EXERCISE DETAILS -
Please output each entry in the material beneath exactly as shown.

Segment Start: EXTRACTED MATERIAL

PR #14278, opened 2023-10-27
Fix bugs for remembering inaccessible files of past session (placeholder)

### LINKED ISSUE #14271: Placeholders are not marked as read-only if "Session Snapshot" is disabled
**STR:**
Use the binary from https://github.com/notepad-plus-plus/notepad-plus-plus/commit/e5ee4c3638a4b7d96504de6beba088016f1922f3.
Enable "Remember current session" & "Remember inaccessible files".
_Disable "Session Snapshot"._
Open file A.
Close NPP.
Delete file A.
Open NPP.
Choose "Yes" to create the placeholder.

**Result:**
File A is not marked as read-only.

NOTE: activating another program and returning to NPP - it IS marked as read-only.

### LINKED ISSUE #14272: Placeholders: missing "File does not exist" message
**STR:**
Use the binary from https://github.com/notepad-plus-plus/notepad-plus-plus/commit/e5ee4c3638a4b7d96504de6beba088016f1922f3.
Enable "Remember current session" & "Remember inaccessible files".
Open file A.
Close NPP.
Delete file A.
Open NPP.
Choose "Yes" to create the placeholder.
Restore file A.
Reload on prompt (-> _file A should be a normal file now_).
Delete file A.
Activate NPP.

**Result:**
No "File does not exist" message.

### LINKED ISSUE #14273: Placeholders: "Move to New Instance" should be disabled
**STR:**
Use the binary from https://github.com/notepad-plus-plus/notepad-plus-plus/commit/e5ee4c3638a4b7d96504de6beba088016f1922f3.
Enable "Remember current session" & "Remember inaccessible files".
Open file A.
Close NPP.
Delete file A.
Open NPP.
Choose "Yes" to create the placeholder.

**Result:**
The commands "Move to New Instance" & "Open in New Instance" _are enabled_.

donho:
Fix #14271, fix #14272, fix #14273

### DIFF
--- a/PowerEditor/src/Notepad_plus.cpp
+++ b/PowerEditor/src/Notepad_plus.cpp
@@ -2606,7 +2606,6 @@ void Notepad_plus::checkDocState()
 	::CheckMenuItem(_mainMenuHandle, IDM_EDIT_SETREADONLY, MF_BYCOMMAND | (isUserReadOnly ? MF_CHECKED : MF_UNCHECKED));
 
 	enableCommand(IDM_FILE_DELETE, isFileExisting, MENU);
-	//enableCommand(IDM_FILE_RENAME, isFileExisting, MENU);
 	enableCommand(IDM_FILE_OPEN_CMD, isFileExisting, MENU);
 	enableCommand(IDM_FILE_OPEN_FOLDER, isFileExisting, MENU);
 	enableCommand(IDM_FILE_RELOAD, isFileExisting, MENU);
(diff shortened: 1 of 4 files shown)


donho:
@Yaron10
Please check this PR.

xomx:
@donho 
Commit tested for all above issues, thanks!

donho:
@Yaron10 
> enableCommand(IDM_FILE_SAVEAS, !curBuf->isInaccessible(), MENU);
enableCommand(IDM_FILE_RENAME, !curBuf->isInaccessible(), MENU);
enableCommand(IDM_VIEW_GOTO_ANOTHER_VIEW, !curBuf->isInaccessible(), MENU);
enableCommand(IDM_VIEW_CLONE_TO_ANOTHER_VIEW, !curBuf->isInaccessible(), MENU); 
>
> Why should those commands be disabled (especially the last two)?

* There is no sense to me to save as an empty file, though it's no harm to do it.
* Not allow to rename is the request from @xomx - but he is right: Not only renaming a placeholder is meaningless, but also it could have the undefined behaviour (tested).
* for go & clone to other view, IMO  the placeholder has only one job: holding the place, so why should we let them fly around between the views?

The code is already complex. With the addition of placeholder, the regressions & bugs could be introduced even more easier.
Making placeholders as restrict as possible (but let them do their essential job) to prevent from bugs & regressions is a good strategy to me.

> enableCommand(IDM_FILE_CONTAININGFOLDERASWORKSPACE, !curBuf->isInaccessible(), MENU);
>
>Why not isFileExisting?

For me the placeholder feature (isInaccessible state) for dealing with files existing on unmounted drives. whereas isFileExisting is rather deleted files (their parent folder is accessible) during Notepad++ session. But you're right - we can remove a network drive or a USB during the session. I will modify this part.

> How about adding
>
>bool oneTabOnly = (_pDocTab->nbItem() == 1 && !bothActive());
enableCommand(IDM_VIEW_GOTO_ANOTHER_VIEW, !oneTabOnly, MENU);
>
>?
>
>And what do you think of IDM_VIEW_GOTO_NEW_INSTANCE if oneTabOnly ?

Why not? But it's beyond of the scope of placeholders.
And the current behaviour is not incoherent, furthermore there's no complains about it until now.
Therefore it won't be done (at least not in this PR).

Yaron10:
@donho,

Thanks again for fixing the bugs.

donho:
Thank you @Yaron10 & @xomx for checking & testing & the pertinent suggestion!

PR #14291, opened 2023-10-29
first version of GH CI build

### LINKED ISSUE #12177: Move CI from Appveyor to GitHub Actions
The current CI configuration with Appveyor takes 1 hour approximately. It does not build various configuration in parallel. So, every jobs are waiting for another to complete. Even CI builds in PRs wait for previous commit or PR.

Segment End: EXTRACTED MATERIAL

WRITTEN SOLUTION -
PR #14278, opened 2023-10-27
Fix bugs for remembering inaccessible files of past session (placeholder)

### LINKED ISSUE #14271: Placeholders are not marked as read-only if "Session Snapshot" is disabled
**STR:**
Use the binary from https://github.com/notepad-plus-plus/notepad-plus-plus/commit/e5ee4c3638a4b7d96504de6beba088016f1922f3.
Enable "Remember current session" & "Remember inaccessible files".
_Disable "Session Snapshot"._
Open file A.
Close NPP.
Delete file A.
Open NPP.
Choose "Yes" to create the placeholder.

**Result:**
File A is not marked as read-only.

NOTE: activating another program and returning to NPP - it IS marked as read-only.

### LINKED ISSUE #14272: Placeholders: missing "File does not exist" message
**STR:**
Use the binary from https://github.com/notepad-plus-plus/notepad-plus-plus/commit/e5ee4c3638a4b7d96504de6beba088016f1922f3.
Enable "Remember current session" & "Remember inaccessible files".
Open file A.
Close NPP.
Delete file A.
Open NPP.
Choose "Yes" to create the placeholder.
Restore file A.
Reload on prompt (-> _file A should be a normal file now_).
Delete file A.
Activate NPP.

**Result:**
No "File does not exist" message.

### LINKED ISSUE #14273: Placeholders: "Move to New Instance" should be disabled
**STR:**
Use the binary from https://github.com/notepad-plus-plus/notepad-plus-plus/commit/e5ee4c3638a4b7d96504de6beba088016f1922f3.
Enable "Remember current session" & "Remember inaccessible files".
Open file A.
Close NPP.
Delete file A.
Open NPP.
Choose "Yes" to create the placeholder.

**Result:**
The commands "Move to New Instance" & "Open in New Instance" _are enabled_.

donho:
Fix #14271, fix #14272, fix #14273

### DIFF
--- a/PowerEditor/src/Notepad_plus.cpp
+++ b/PowerEditor/src/Notepad_plus.cpp
@@ -2606,7 +2606,6 @@ void Notepad_plus::checkDocState()
 	::CheckMenuItem(_mainMenuHandle, IDM_EDIT_SETREADONLY, MF_BYCOMMAND | (isUserReadOnly ? MF_CHECKED : MF_UNCHECKED));
 
 	enableCommand(IDM_FILE_DELETE, isFileExisting, MENU);
-	//enableCommand(IDM_FILE_RENAME, isFileExisting, MENU);
 	enableCommand(IDM_FILE_OPEN_CMD, isFileExisting, MENU);
 	enableCommand(IDM_FILE_OPEN_FOLDER, isFileExisting, MENU);
 	enableCommand(IDM_FILE_RELOAD, isFileExisting, MENU);
(diff shortened: 1 of 4 files shown)


donho:
@Yaron10
Please check this PR.

xomx:
@donho 
Commit tested for all above issues, thanks!

donho:
@Yaron10 
> enableCommand(IDM_FILE_SAVEAS, !curBuf->isInaccessible(), MENU);
enableCommand(IDM_FILE_RENAME, !curBuf->isInaccessible(), MENU);
enableCommand(IDM_VIEW_GOTO_ANOTHER_VIEW, !curBuf->isInaccessible(), MENU);
enableCommand(IDM_VIEW_CLONE_TO_ANOTHER_VIEW, !curBuf->isInaccessible(), MENU); 
>
> Why should those commands be disabled (especially the last two)?

* There is no sense to me to save as an empty file, though it's no harm to do it.
* Not allow to rename is the request from @xomx - but he is right: Not only renaming a placeholder is meaningless, but also it could have the undefined behaviour (tested).
* for go & clone to other view, IMO  the placeholder has only one job: holding the place, so why should we let them fly around between the views?

The code is already complex. With the addition of placeholder, the regressions & bugs could be introduced even more easier.
Making placeholders as restrict as possible (but let them do their essential job) to prevent from bugs & regressions is a good strategy to me.

> enableCommand(IDM_FILE_CONTAININGFOLDERASWORKSPACE, !curBuf->isInaccessible(), MENU);
>
>Why not isFileExisting?

For me the placeholder feature (isInaccessible state) for dealing with files existing on unmounted drives. whereas isFileExisting is rather deleted files (their parent folder is accessible) during Notepad++ session. But you're right - we can remove a network drive or a USB during the session. I will modify this part.

> How about adding
>
>bool oneTabOnly = (_pDocTab->nbItem() == 1 && !bothActive());
enableCommand(IDM_VIEW_GOTO_ANOTHER_VIEW, !oneTabOnly, MENU);
>
>?
>
>And what do you think of IDM_VIEW_GOTO_NEW_INSTANCE if oneTabOnly ?

Why not? But it's beyond of the scope of placeholders.
And the current behaviour is not incoherent, furthermore there's no complains about it until now.
Therefore it won't be done (at least not in this PR).

Yaron10:
@donho,

Thanks again for fixing the bugs.

donho:
Thank you @Yaron10 & @xomx for checking & testing & the pertinent suggestion!

PR #14291, opened 2023-10-29
first version of GH CI build

### LINKED ISSUE #12177: Move CI from Appveyor to GitHub Actions
The current CI configuration with Appveyor takes 1 hour approximately. It does not build various configuration in parallel. So, every jobs are waiting for another to complete. Even CI builds in PRs wait for previous commit or PR.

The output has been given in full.